#### [DATA FOR THE TASK]
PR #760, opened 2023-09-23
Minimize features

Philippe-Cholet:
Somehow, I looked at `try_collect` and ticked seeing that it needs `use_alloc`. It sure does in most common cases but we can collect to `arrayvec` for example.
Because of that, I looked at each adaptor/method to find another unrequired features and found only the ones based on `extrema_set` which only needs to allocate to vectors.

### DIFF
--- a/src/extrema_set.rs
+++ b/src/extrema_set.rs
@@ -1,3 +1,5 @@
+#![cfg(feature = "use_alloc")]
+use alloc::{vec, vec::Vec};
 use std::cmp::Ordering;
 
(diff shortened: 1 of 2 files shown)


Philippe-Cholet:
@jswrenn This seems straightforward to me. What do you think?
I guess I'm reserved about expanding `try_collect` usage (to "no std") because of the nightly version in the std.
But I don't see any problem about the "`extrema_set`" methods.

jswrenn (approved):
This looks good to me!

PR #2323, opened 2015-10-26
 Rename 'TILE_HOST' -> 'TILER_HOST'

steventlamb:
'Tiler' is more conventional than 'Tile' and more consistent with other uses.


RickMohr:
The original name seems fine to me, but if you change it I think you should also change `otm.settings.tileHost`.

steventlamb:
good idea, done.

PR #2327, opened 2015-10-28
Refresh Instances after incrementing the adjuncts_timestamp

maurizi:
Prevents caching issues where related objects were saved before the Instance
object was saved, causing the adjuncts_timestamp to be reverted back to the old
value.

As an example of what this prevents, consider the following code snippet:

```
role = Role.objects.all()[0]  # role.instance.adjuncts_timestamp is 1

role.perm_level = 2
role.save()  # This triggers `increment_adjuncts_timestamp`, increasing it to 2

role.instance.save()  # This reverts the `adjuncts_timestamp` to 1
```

#### [ABOUT THIS EXERCISE]
Copy every line where the word "jswrenn" is present in the entries above.

#### [RESPONSE TO THE TASK]
@jswrenn This seems straightforward to me. What do you think?
jswrenn (approved):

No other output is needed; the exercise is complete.